Stored items

-- Opening Marker --

PR #44, opened 2023-04-12
User Balance + Referral Logic

yenicelik:
User balance addition:
- added deposit_contract and deposit_topic to the config/example.toml
added config/development_polygon.toml (to save some work adding RPC providers, feel free to delete this in a future revision / at this point, i can post it here as a comment)
- Decimal digits before and after the comma are specified (20 before, 10 after for now)
- added brownie test suite to simplify reproduction of depositing to payment contracts. Contracts are not needed as the data is read from polygonscan
- put payment deposit logic into frontend/payment.rs . withdrawal will also be more complex (most likely), so a separate file is probably justified
- added logic to compute cost from inbound bytes, outbound bytes, and whether or not the response result is in the cache
- balance table tracks the historically used_balance, and the currently available_balance
- increase_balance_receipt
- renamed some variables in users.rs to make it more readable
- added credits used to stats fields
- added arithmetic to calculate cost by bytes
- endpoint to see all deposited transactions
- stats endpoint allows for historical balance tracking if aggregated / detailed is opted in

Referral logic:
- added tables "referee" and "referrer", capturing referral code, who referred who, if the 50$ were applied, and how much credits the referrer received from the referee's usage
- added sum_credits_used to rpc_accounting_v2 for statistics purposes
- 10% are provided to the referrer (from the referee's spend), for 1 year after the invite link was updated. time of start is recorded in the database
- added (manual) bash script to test referral logic
- Added error message "InvalidReferralCode"
- "/user/referral", get(users::user_referral_link_get) fetches a user's referral code
- generate a referral code that looks like "llamanodes-ULID". ULID may expose date-information, but that should be fine for privacy concerns (and perhaps even intended at a later stage / anti-spam detection)
- if the user spends 100$, they get 100$ on top

Secondary user logic:
- RPC key that can be shared (this marks a project). This was added in entities
- Test case to check that (1) primary user can share RPC keys with secondary users (2) primary user can see RPC keys were shared (3) secondary user can see all the RPC keys he has access to

Downgrade premium user logic:
- Added a "premium" and "premium out of funds" tier
- Added column "downgrade to", which is downgraded to when funds run out (right now only for premium)

refactored some of the user.rs file into users/....rs (due to file starting to become very large)


web3_proxy/src/lib.rs
```diff
@@ -30,4 +31,5 @@ pub struct PostLoginQuery {
 pub struct PostLogin {
     sig: String,
     msg: String,
+    pub referral_code: Option<String>,
```
yenicelik, line 34: @WyseNynja was not sure how to retrieve the referral_code from the other struct, do you think leaving it here is fine? happy to also move it

yenicelik:
TODO david:
- Make unique constraint in IncreaseBalanceReceipt based on (ChainId, TxHash), not only (TxHash)
- TODO: Remove daemon.rs changes (I didn't touch them, the ones on the devel branch should persist. Could be that these come from "main", which was merged a while ago.

yenicelik:
related to https://github.com/llamanodes/web3-proxy/issues/24

yenicelik:
TODO: Add premium tier (id=5)

web3_proxy/src/app/mod.rs
```diff
@@ -608,6 +608,104 @@ impl Web3ProxyApp {
                 .build()?,
         );
 
+        // // TODO: i don't like doing Block::default here! Change this to "None"?
+        // let (watch_consensus_head_sender, watch_consensus_head_receiver) = watch::channel(None);
```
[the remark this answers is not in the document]
WyseNynja: yeah delete both. lines

web3_proxy/src/bin/web3_proxy_cli/daemon.rs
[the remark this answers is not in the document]
WyseNynja: Hmm. I'm not sure. Maybe just copy/paste whats on main right now and see if any changes show up

web3_proxy/src/stats/mod.rs
```diff
@@ -435,6 +664,7 @@ impl StatBuffer {
         // any errors inside this task will cause the application to exit
         let handle = tokio::spawn(async move {
             new.aggregate_and_save_loop(bucket, stat_receiver, shutdown_receiver)
+                // new.aggregate_and_save_loop(stat_receiver, shutdown_receiver)
```
WyseNynja, line 692: i think you can delete this commented out code

web3_proxy/src/accepted_currencies.rs
```diff
@@ -0,0 +1,31 @@
...
+        "0xA0b86991c6218b36c1d19D4a2e9Eb0cE3606eB48".parse::<Address>().unwrap(),
+        {
+            name: "USDC",
+            address: "0xA0b86991c6218b36c1d19D4a2e9Eb0cE3606eB48".parse::<Address>().unwrap(),
+            decimals: 6
+        }
+    );
+
+    currencies
+};
```
WyseNynja, line 31: this is fine for right now. But we need to change this to query the chain and get the correct data

web3_proxy/src/rpcs/request.rs
```diff
@@ -27,7 +27,7 @@ pub enum OpenRequestResult {
 
 /// Make RPC requests through this handle and drop it when you are done.
 /// Opening this handle checks rate limits. Developers, try to keep opening a handle and using it as close together as possible
-#[derive(Debug)]
+#[derive(Debug, Clone)]
```
WyseNynja, line 30: This cannot be changed to clone. This will not clone properly and will cause problems with rate limiting and active request counting. Why did you add this?

web3_proxy/src/stats/mod.rs
```diff
@@ -377,6 +599,13 @@ impl RpcQueryStats {
         let response_millis = metadata.start_instant.elapsed().as_millis() as u64;
         let response_bytes = response_bytes as u64;
 
+        // TODO: Gotta make the arithmetic here
+
+        // TODO: Depending on the method, metadata and response bytes, pick a different number of credits used
+        // This can be a slightly more complex function as we ll
+        // TODO: Here, let's implement the formula
+        let credits_used = Self::compute_cost(request_bytes, response_bytes, backend_requests == 0);
```
WyseNynja, line 607: this will need the method, too

WyseNynja (changes requested):

web3_proxy/src/accepted_currencies.rs
yenicelik: This variable is not used anymore, everything is fetched from chain

web3_proxy/src/stats/mod.rs
yenicelik: I'll add the argument to the function signature, but for now the arithmetic does not depend on method (method is not used for calculation). Lmk if this should change, easily changeable later.

web3_proxy/src/rpcs/request.rs
yenicelik: I was using the same request handle to make multiple requests (within payment). I changed it now to spawn multiple handles (one per request)

web3_proxy/src/bin/web3_proxy_cli/daemon.rs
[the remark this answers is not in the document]
yenicelik: looks like the file was deleted completely... i saw you deleted it in a commit, i will not act further on this

web3_proxy/src/app/mod.rs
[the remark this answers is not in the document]
yenicelik: @WyseNynja I was referring to these lines here in app/mod.rs:

```
// // TODO: i don't like doing Block::default here! Change this to "None"?
        // let (watch_consensus_head_sender, watch_consensus_head_receiver) = watch::channel(None);
        // // TODO: will one receiver lagging be okay? how big should this be?
        // let (pending_tx_sender, pending_tx_receiver) = broadcast::channel(256);
        //
        // // TODO: use this? it could listen for confirmed transactions and then clear pending_transactions, but the head_block_sender is doing that
        // // TODO: don't drop the pending_tx_receiver. instead, read it to mark transactions as "seen". once seen, we won't re-send them?
        // // TODO: once a transaction is "Confirmed" we remove it from the map. this should prevent major memory leaks.
        // // TODO: we should still have some sort of expiration or maximum size limit for the map
        // drop(pending_tx_receiver);
        //
        // // TODO: capacity from configs
        // // all these are the same size, so no need for a weigher
        // // TODO: ttl on this? or is max_capacity fine?
        // let pending_transactions = Cache::builder()
        //     .max_capacity(10_000)
        //     // TODO: different chains might handle this differently
        //     // TODO: what should we set? 5 minutes is arbitrary. the nodes themselves hold onto transactions for much longer
        //     .time_to_idle(Duration::from_secs(300))
        //     .build_with_hasher(hashbrown::hash_map::DefaultHashBuilder::default());
        //
        // // keep 1GB/5 minutes of blocks in the cache
        // // TODO: limits from config
        // // these blocks don't have full transactions, but they do have rather variable amounts of transaction hashes
        // // TODO: how can we do the weigher better?
        // let block_map: BlockHashesCache = Cache::builder()
        //     .max_capacity(1024 * 1024 * 1024)
        //     .weigher(|_k, v: &Web3ProxyBlock| {
        //         // TODO: is this good enough?
        //         1 + v.block.transactions.len().try_into().unwrap_or(u32::MAX)
        //     })
        //     // TODO: what should we set? 5 minutes is arbitrary. the nodes themselves hold onto transactions for much longer
        //     .time_to_idle(Duration::from_secs(300))
        //     .build_with_hasher(hashbrown::hash_map::DefaultHashBuilder::default());
        //
        // // connect to the load balanced rpcs
        // let (balanced_rpcs, balanced_handle, consensus_connections_watcher) = Web3Rpcs::spawn(
        //     block_map.clone(),
        //     top_config.app.chain_id,
        //     db_conn.clone(),
        //     http_client.clone(),
        //     top_config.app.max_block_age,
        //     top_config.app.max_block_lag,
        //     top_config.app.min_synced_rpcs,
        //     top_config.app.min_sum_soft_limit,
        //     pending_transactions.clone(),
        //     Some(pending_tx_sender.clone()),
        //     vredis_pool.clone(),
        //     balanced_rpcs,
        //     Some(watch_consensus_head_sender),
        // )
        // .await
        // .context("spawning balanced rpcs")?;
        //
        // // save the handle to catch any errors
        // cancellable_handles.push(balanced_handle);
        //
        // // connect to the private rpcs
        // // only some chains have this, so this is optional
        // let private_rpcs = if private_rpcs.is_empty() {
        //     // TODO: do None instead of clone?
        //     warn!("No private relays configured. Any transactions will be broadcast to the public mempool!");
        //     None
        // } else {
        //     let (private_rpcs, private_handle, _) = Web3Rpcs::spawn(
        //         block_map,
        //         top_config.app.chain_id,
        //         db_conn.clone(),
        //         http_client.clone(),
        //         // private rpcs don't get subscriptions, so no need for max_block_age or max_block_lag
        //         None,
        //         None,
        //         0,
        //         0,
        //         pending_transactions.clone(),
        //         // TODO: subscribe to pending transactions on the private rpcs? they seem to have low rate limits, but they should have
        //         None,
        //         vredis_pool.clone(),
        //         private_rpcs,
        //         // subscribing to new heads here won't work well. if they are fast, they might be ahead of balanced_rpcs
        //         // they also often have low rate limits
        //         // however, they are well connected to miners/validators. so maybe using them as a safety check would be good
        //         // TODO: but maybe we could include privates in the "backup" tier
        //         None,
        //     )
        //     .await
        //     .context("spawning private_rpcs")?;
        //
        //     if private_rpcs.by_name.is_empty() {
        //         None
        //     } else {
        //         // save the handle to catch any errors
        //         cancellable_handles.push(private_handle);
        //
        //         Some(private_rpcs)
        //     }
        // };
    ```
    
    I am removing these comments for now, it seems repeated below (uncommented)

**Comment by yenicelik** [comment]
I will add the second flux query and fix the merge conflicts tomorrow, some more feedback on recent changes would be appreciated

**Comment by yenicelik** [comment]
@WyseNynja ready to be reviewed and merged

File: config/development_polygon.toml [hunk 7]
```diff
@@ -0,0 +1,216 @@
...
+
+# a database is optional. it is used for user authentication and accounting
+# TODO: how do we find the optimal db_max_connections? too high actually ends up being slower
+db_max_connections = 20
+# development runs cargo commands on the host and so uses "mysql://root:dev_web3_proxy@127.0.0.1:13306/dev_web3_proxy" for db_url
+# production runs inside docker and so uses "mysql://root:web3_proxy@db:3306/web3_proxy" for db_url
+db_url = "mysql://root:dev_web3_proxy@127.0.0.1:13306/dev_web3_proxy"
+
+# deposit_contract = "0xc9fcfa7e28ff320c49967f4522ebc709aa1fde7c"
+deposit_contract = "0x4e3bc2054788de923a04936c6addb99a05b0ea36"
```
WyseNynja, line 12: this has the contract, but no topic. is the topic still needed?

config/development_polygon.toml
```diff
@@ -0,0 +1,216 @@
...
+[app.allowed_origin_requests_per_period]
+"https://chainlist.org" = 1_000
+
+[balanced_rpcs]
+
+[balanced_rpcs.llama_public]
+disabled = false
+display_name = "LlamaNodes"
+http_url = "https://polygon.llamarpc.com"
+#ws_url = "wss://polygon.llamarpc.com/"
```
WyseNynja, line 69: should generally do both http and ws. it subscribes to new heads which is extra important on chains with low block times. otherwise you'll be behind a lot

config/development_polygon.toml
```diff
@@ -0,0 +1,216 @@
...
+[balanced_rpcs.bor]
+disabled = true
+display_name = "bor"
+http_url = "https://polygon-bor.publicnode.com"
+soft_limit = 10
+tier = 2
+
+[balanced_rpcs.blxr]
+disabled = false
+display_name = "blxr"
```
WyseNynja, line 212: doesn't really matter, but having the "display_name" is only useful if its different then the name in the key (both here are blxr)

config/example.toml
```diff
@@ -11,14 +11,18 @@ db_url = "mysql://root:dev_web3_proxy@127.0.0.1:13306/dev_web3_proxy"
 # read-only replica useful when running the proxy in multiple regions
 db_replica_url = "mysql://root:dev_web3_proxy@127.0.0.1:13306/dev_web3_proxy"
 
+# This is the sweeper contract to deposit
```
WyseNynja, line 14: wait. we shouldn't be hard coding a sweeper contract here. we should be putting the factory in the config and then we can get the user's owned copy of the sweeper contract from there

entities/src/increase_balance_receipt.rs
```diff
@@ -0,0 +1,22 @@
...
+use sea_orm::entity::prelude::*;
+use serde::{Deserialize, Serialize};
+
+#[derive(Clone, Debug, PartialEq, DeriveEntityModel, Eq, Serialize, Deserialize)]
+#[sea_orm(table_name = "increase_balance_receipt")]
+pub struct Model {
+    #[sea_orm(primary_key)]
+    pub id: i32,
+    #[sea_orm(unique)]
+    pub tx_hash: String,
```
WyseNynja, line 12: should we have this be an Option and then we can use the table for admin and referral credits, too?

entities/src/increase_balance_receipt.rs
```diff
@@ -0,0 +1,22 @@
...
+    pub chain_id: String,
```
WyseNynja, line 13: chain ids should be a u64 (though they are actually smaller than a u64, i think its close enough)

entities/src/increase_balance_receipt.rs
```diff
@@ -0,0 +1,22 @@
...
+    pub amount: Decimal,
+    pub deposit_to_user_id: u64,
```
WyseNynja, line 15: foreign key?

entities/src/increase_balance_receipt.rs
```diff
@@ -0,0 +1,22 @@
...
+}
+
+// TODO: Implement foreign key deposit_to_user_id
```
WyseNynja, line 18: you should do this todo

entities/src/referee.rs
```diff
@@ -0,0 +1,50 @@
+//! `SeaORM` Entity. Generated by sea-orm-codegen 0.10.6
+
+use sea_orm::entity::prelude::*;
+
+#[derive(Clone, Debug, PartialEq, DeriveEntityModel, Eq)]
+#[sea_orm(table_name = "referee")]
+pub struct Model {
+    #[sea_orm(primary_key)]
+    pub id: i32,
+    pub used_referral_code: String,
```
WyseNynja, line 10: should this be a foreign key to the referrer table? then we don't need the user id on this table (though it does make the queries simpler)

entities/src/secondary_user.rs
```diff
@@ -11,6 +11,7 @@ pub struct Model {
     pub id: u64,
     pub user_id: u64,
     pub description: Option<String>,
+    pub rpc_key: u64,
```
WyseNynja, line 14: lets keep the name consistent. we use "rpc_key" and "rpc_key_id" and "rpc_secret_key_id". i like "secret" in it because it feels safest

WyseNynja (changes requested):
still need to review more, but i'm stepping away from the computer for a bit

scripts/brownie-tests/contracts/Sweeper.vy
```diff
@@ -0,0 +1,43 @@
+# @version 0.3.7
```
WyseNynja, line 1: Let's not include our contracts here. These are currently in a private repo and I don't think they are ready to release.

web3_proxy/Cargo.toml
```diff
@@ -46,10 +46,12 @@ gethostname = "0.4.2"
 glob = "0.3.1"
 handlebars = "4.3.6"
 hashbrown = { version = "0.13.2", features = ["serde"] }
+hex_fmt = "0.3.0"
```
WyseNynja, line 49: What do we need hexfmt for? The ethers types should handle conversion to hex for us

web3_proxy/src/config.rs
```diff
@@ -94,6 +94,14 @@ pub struct AppConfig {
     /// None = allow all requests
     pub default_user_max_requests_per_period: Option<u64>,
 
+    /// Default ERC address for out deposit contract
+    pub deposit_contract: String,
```
WyseNynja, line 98: These should be optional. Not everyone who runs the proxy will run it with payments. Also, we might be able to use ether's Address type here

web3_proxy/src/config.rs
```diff
@@ -94,6 +94,14 @@ pub struct AppConfig {
...
+
+    /// Default ERC address for out deposit contract
+    pub deposit_topic: String,
```
WyseNynja, line 101: As above, this should be an Option. And I think we can use ether's H256 type on this one

web3_proxy/src/config.rs
```diff
@@ -94,6 +94,14 @@ pub struct AppConfig {
...
+
+    // Accepted ERC20 tokens for the deposit contract
+    // pub accepted_deposit_tokens: Vec<String>,
```
WyseNynja, line 104: We can delete these from config.

web3_proxy/src/frontend/users/referral.rs
```diff
@@ -0,0 +1,93 @@
...
+        .filter(user_tier::Column::Id.eq(user.user_tier_id))
+        .one(db_replica.conn())
+        .await?
+        .ok_or(Web3ProxyError::BadRequest(
+            "Could not find user in db although bearer token is there!".to_string(),
+        ))?;
+
+    warn!("User tier is: {:?}", user_tier);
+    // TODO: This shouldn't be hardcoded. Also, it should be an enum, not sth like this ...
+    if user_tier.id != 6 {
```
WyseNynja, line 53: What if we check user balance instead?

or maybe add a book column to the "out of funds" tier that we can check?

web3_proxy/src/frontend/users/referral.rs
```diff
@@ -0,0 +1,93 @@
...
+        .db_replica()
+        .context("getting replica db for user's revert logs")?;
+
+    // Second, check if the user is a premium user
+    let user_tier = user_tier::Entity::find()
+        .filter(user_tier::Column::Id.eq(user.user_tier_id))
+        .one(db_replica.conn())
+        .await?
+        .ok_or(Web3ProxyError::BadRequest(
+            "Could not find user in db although bearer token is there!".to_string(),
```
WyseNynja, line 48: Since this should be impossible, this might be worth an error.

web3_proxy/src/frontend/users/referral.rs
```diff
@@ -0,0 +1,93 @@
...
+        ))?;
+
+    warn!("User tier is: {:?}", user_tier);
+    // TODO: This shouldn't be hardcoded. Also, it should be an enum, not sth like this ...
+    if user_tier.id != 6 {
+        return Err(
+            anyhow::anyhow!("User is not premium. Must be premium to create referrals.").into(),
```
WyseNynja, line 55: Http 402 payment required

web3_proxy/src/frontend/users/referral.rs
```diff
@@ -0,0 +1,93 @@
...
+        .filter(referrer::Column::UserId.eq(user.id))
+        .one(db_replica.conn())
+        .await?;
+
+    let (referral_code, status_code) = match user_referrer {
+        Some(x) => (x.referral_code, StatusCode::OK),
+        None => {
+            // Connect to the database for mutable write
+            let db_conn = app.db_conn().context("getting db_conn")?;
+
```
WyseNynja, line 70: Should we put a .as_str() on this? Maybe doesn't matter

web3_proxy/src/frontend/users/referral.rs
```diff
@@ -0,0 +1,93 @@
...
+            let referral_code = ReferralCode::default().0;
+            let txn = db_conn.begin().await?;
+            // Log that this guy was referred by another guy
+            // Do not automatically create a new
+            let referrer_entry = referrer::ActiveModel {
+                user_id: sea_orm::ActiveValue::Set(user.id),
+                referral_code: sea_orm::ActiveValue::Set(referral_code.clone()),
+                ..Default::default()
+            };
+            referrer_entry.insert(&txn).await?;
```
WyseNynja, line 80: Is this worth a txn? Looks like there's just the one query inside it

WyseNynja (commented):
Still more to review

config/development_polygon.toml
```diff
@@ -0,0 +1,216 @@
...
+volatile_redis_max_connections = 20
+# development runs cargo commands on the host and so uses "redis://127.0.0.1:16379/" for volatile_redis_url
+# production runs inside docker and so uses "redis://redis:6379/" for volatile_redis_url
+volatile_redis_url = "redis://127.0.0.1:16379/"
+
+# redirect_public_url is optional
+redirect_public_url = "https://llamanodes.com/public-rpc"
+# redirect_rpc_key_url is optional
+# it only does something if db_url is set
+redirect_rpc_key_url = "https://llamanodes.com/dashboard/keys?key={{rpc_key_id}}"
```
WyseNynja, line 38: We need to work with frontend team on this url again. I think they have a different format. Can you make a GitHub issue for this?

entities/src/user_tier.rs
```diff
@@ -11,6 +11,7 @@ pub struct Model {
     pub title: String,
     pub max_requests_per_period: Option<u64>,
     pub max_concurrent_requests: Option<u32>,
+    pub downgrade_tier_id: Option<u64>,
```
WyseNynja, line 14: This should probably have a relation

web3_proxy/src/frontend/users/rpc_keys.rs
```diff
@@ -0,0 +1,259 @@
...
+    let (user, _semaphore) = app.bearer_is_authorized(bearer).await?;
+
+    let db_replica = app
+        .db_replica()
+        .web3_context("getting db for user's keys")?;
+
+    let mut uk = if let Some(existing_key_id) = payload.key_id {
+        // get the key and make sure it belongs to the user
+        rpc_key::Entity::find()
+            .filter(rpc_key::Column::UserId.eq(user.id))
```
WyseNynja, line 104: I think we need something for secondary users with owner/admin permissions here

web3_proxy/src/frontend/users/stats.rs
```diff
@@ -0,0 +1,123 @@
...
+
+    response.insert("page", json!(page));
+    response.insert("page_size", json!(page_size));
+    response.insert("chain_id", json!(chain_id));
+    response.insert("query_start", json!(query_start.timestamp() as u64));
+
+    let db_replica = app
+        .db_replica()
+        .web3_context("getting replica db for user's revert logs")?;
+
```
WyseNynja, line 49: Secondary users should be able to see revert logs, too

web3_proxy/src/rpcs/request.rs
WyseNynja: We should still remove Clone on this though.

web3_proxy/src/stats/mod.rs
```diff
@@ -301,12 +323,212 @@ impl BufferedRpcQueryStats {
...
+            .await?
+            .context(format!(
+                "The foreign key for the user's user_tier_id was not found! {:?}",
+                downgrade_user.user_tier_id
+            ))?;
+
+        // Downgrade a user to premium - out of funds if there's less than 10$ in the account, and if the user was premium before
+        if new_available_balance < Decimal::from(10u64) && downgrade_user_role.title == "Premium" {
+            let mut active_downgrade_user = downgrade_user.into_active_model();
+            active_downgrade_user.user_tier_id = sea_orm::Set(downgrade_user_role.id);
```
WyseNynja, line 421: Wait. Do we actually change the role in the db? I don't think we want that. It's likely we will have multiple roles that all downgrade to the same place. But then we won't know how to restore their roll when they deposit new funds. 

Instead, when we fetch the cached user data, we should set the user tier id there to be the downgraded if their balance is 0

WyseNynja (changes requested):

WyseNynja (changes requested):
I think I've reviewed all of it now

web3_proxy/src/rpcs/request.rs
yenicelik: ah yes fixed the clone dependency but forgot to remove it from the derive, I removed this now

Cargo.toml
```diff
@@ -2,6 +2,7 @@
 members = [
   "deferred-rate-limiter",
   "entities",
+  "influxdb2",
```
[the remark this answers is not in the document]
yenicelik: I removed it from the workspace (included it for debugging back then), there is a github dependency on our fork in web3proxy:
```
influxdb2 = { git = "https://github.com/llamanodes/influxdb2", features = ["rustls"] }
influxdb2-structmap = { git = "https://github.com/llamanodes/influxdb2/"}
```

config/development_polygon.toml
yenicelik: where can i get the ws address from? I was using chainlist to retrieve the http endpoints, i dont see wss there though. (and it's not just always replacing https with wss)

config/development_polygon.toml
yenicelik: ah ok good to know. i kept the names that i capitalized and removed the ones that have case-matching character-sequences

config/example.toml
yenicelik: ah yes this is outdated, i removed it now

entities/src/increase_balance_receipt.rs
yenicelik: i think mixing up the table with referral credits would probably make it too convoluted. i thought about making tx-hash optional and allowing admin credits, but i dont see why we shouldnt just add another table, it will make the data more consistent (and disallow double-spending on the database layer in case any bugs make their way in the future). your call, I can also change it, but i think it'd prefer keeping three separate tables.

scripts/brownie-tests/contracts/Sweeper.vy
yenicelik: oops, my bad! should i try to remove them from the commit, or is it fine to just not merge them into main (technically this one is public now..)

web3_proxy/Cargo.toml
yenicelik: This is where I use it (in frontend/users/payments.rs). I was having troubles using the ethers types HexFmt(keccak256("get_approved_tokens()".to_owned().into_bytes())). I can fiddle around with it again. Let me know what you prefer (and if you happen to know a quick way to format this properly)

web3_proxy/src/frontend/users/mod.rs
```diff
@@ -0,0 +1,83 @@
...
+
+    let mut user: user::ActiveModel = user.into();
+
+    // update the email address
+    if let Some(x) = payload.email {
+        // TODO: only Set if no change
+        if x.is_empty() {
+            user.email = sea_orm::Set(None);
+        } else {
+            // TODO: do some basic validation
```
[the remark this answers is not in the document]
yenicelik: I added this issue, will close this response https://github.com/llamanodes/web3-proxy/issues/60

entities/src/increase_balance_receipt.rs
yenicelik: done

config/development_polygon.toml
yenicelik: good catch, needed indeed, added it

web3_proxy/Cargo.toml
WyseNynja: Leave it for now and make a task. If it works, its fine for now. I made a quick test and this is much shorter and works for me. No need to go from &str -> String -> bytes. keccack256 treats str as utf-8 strings.

Both your code and this code give `0x79aaf078077c817b5d573b12ae04125ffe54cd32f0b7afeede391e27ee973ee9` (thought printing with json wraps in quotes since its a string and thats how JSON prints strings)

```
import ethers::prelude::H256;

let hash = H256::from(keccak256("get_approved_tokens()"));

println!("{:?}", hash);

println!("{}", serde_json::to_string(&hash).unwrap());

```

IIRC, you were trying to avoid using the "debug" formatter. But that is just how the ethers team decided to use it.

web3_proxy/src/frontend/authorization.rs
```diff
@@ -771,6 +778,7 @@ impl Web3ProxyApp {
                             max_requests_per_period: user_tier_model.max_requests_per_period,
                             private_txs: rpc_key_model.private_txs,
                             proxy_mode,
+                            balance: Some(balance),
```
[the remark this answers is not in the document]
WyseNynja: Lets handle this in another task. We aren't going to block release on secondary users

web3_proxy/src/frontend/users/rpc_keys.rs
```diff
@@ -0,0 +1,259 @@
...
+pub async fn rpc_keys_get(
+    Extension(app): Extension<Arc<Web3ProxyApp>>,
+    TypedHeader(Authorization(bearer)): TypedHeader<Authorization<Bearer>>,
+) -> Web3ProxyResponse {
+    let (user, _semaphore) = app.bearer_is_authorized(bearer).await?;
+
+    let db_replica = app
+        .db_replica()
+        .web3_context("db_replica is required to fetch a user's keys")?;
+
```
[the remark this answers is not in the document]
WyseNynja: Secondary users will be handled in another task.

web3_proxy/src/frontend/users/rpc_keys.rs
WyseNynja: Secondary users will be handled in another task.

web3_proxy/src/frontend/users/stats.rs
WyseNynja: Secondary users will be handled in another task.

WyseNynja (changes requested):
we are getting close! Exciting!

-- Closing Marker --

Work order =>
Where a line above contains the string "complex", copy that line.

Expected answer =>
- put payment deposit logic into frontend/payment.rs . withdrawal will also be more complex (most likely), so a separate file is probably justified
+        // This can be a slightly more complex function as we ll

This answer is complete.